[WHAT THE TASK REQUIRES]
Find the lines of data that contain the string "locale", then list them.

[RECORDS TO USE]
= = = = = = =

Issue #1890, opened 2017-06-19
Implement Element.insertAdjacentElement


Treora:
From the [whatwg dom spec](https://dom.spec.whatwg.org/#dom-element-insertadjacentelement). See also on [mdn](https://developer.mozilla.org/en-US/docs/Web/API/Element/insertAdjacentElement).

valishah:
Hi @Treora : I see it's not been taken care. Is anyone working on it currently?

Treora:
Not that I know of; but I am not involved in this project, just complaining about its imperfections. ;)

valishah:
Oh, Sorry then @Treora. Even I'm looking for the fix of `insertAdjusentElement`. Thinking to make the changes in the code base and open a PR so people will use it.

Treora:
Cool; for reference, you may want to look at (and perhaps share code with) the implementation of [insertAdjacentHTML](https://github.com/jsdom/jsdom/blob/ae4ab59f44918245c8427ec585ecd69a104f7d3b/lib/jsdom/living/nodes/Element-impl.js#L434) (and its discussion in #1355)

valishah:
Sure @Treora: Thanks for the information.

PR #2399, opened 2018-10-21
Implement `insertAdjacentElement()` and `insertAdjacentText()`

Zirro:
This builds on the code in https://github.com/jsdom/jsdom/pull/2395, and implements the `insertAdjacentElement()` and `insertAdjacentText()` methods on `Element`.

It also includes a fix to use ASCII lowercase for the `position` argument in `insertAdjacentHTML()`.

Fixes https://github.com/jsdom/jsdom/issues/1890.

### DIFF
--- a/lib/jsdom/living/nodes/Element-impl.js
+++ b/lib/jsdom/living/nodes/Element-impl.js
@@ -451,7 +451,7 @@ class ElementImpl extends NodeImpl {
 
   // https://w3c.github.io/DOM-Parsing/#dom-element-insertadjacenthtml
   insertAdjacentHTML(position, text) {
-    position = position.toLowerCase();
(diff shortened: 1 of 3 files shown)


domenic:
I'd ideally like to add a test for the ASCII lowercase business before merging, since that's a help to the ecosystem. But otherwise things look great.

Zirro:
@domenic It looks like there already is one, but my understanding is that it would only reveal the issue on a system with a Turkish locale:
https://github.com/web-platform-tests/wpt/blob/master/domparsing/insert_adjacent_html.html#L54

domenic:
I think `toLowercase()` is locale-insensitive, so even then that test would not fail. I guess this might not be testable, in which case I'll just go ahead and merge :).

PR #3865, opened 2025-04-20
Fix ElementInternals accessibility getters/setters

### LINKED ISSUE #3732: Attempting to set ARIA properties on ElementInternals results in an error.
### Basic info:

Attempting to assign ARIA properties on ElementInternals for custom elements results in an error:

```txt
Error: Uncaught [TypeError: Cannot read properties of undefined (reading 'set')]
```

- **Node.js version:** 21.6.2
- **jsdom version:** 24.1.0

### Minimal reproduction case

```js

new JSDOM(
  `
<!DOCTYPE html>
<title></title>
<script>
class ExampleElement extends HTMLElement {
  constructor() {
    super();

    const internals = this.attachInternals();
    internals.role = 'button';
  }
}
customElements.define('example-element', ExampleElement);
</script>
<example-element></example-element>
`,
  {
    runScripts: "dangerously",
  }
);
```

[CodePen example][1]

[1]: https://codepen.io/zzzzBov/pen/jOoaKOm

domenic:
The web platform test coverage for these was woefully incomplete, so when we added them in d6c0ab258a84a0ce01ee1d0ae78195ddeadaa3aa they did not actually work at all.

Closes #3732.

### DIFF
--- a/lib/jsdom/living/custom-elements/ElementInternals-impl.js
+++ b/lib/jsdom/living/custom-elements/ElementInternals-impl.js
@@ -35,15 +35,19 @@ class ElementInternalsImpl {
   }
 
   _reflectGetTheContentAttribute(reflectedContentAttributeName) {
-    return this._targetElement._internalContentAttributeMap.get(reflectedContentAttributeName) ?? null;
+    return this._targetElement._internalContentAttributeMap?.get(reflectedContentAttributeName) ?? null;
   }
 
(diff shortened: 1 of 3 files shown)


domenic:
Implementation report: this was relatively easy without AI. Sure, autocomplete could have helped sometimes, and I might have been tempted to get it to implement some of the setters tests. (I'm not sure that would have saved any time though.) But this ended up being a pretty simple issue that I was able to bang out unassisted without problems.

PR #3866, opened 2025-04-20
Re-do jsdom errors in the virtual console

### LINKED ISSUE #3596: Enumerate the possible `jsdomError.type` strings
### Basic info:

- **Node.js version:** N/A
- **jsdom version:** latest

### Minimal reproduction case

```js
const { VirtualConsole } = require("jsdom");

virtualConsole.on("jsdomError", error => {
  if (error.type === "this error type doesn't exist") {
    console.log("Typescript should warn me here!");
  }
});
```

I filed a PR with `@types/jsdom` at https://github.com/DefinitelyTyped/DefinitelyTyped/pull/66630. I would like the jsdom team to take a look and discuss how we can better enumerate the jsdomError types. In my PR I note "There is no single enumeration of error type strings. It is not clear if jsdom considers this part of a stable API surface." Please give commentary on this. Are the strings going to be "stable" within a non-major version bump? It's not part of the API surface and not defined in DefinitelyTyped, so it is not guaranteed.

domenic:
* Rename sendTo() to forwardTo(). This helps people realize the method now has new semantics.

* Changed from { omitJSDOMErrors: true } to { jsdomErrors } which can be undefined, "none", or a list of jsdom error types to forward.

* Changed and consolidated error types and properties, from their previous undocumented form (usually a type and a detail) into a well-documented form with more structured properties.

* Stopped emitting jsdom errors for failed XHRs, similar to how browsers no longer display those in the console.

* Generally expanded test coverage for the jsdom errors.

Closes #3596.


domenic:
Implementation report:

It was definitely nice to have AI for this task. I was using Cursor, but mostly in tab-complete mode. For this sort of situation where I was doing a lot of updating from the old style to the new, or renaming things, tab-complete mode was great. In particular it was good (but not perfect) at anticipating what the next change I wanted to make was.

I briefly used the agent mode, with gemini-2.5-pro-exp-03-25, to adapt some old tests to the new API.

= = = = = = =

[EXERCISE OUTPUT]
@domenic It looks like there already is one, but my understanding is that it would only reveal the issue on a system with a Turkish locale:
I think `toLowercase()` is locale-insensitive, so even then that test would not fail. I guess this might not be testable, in which case I'll just go ahead and merge :).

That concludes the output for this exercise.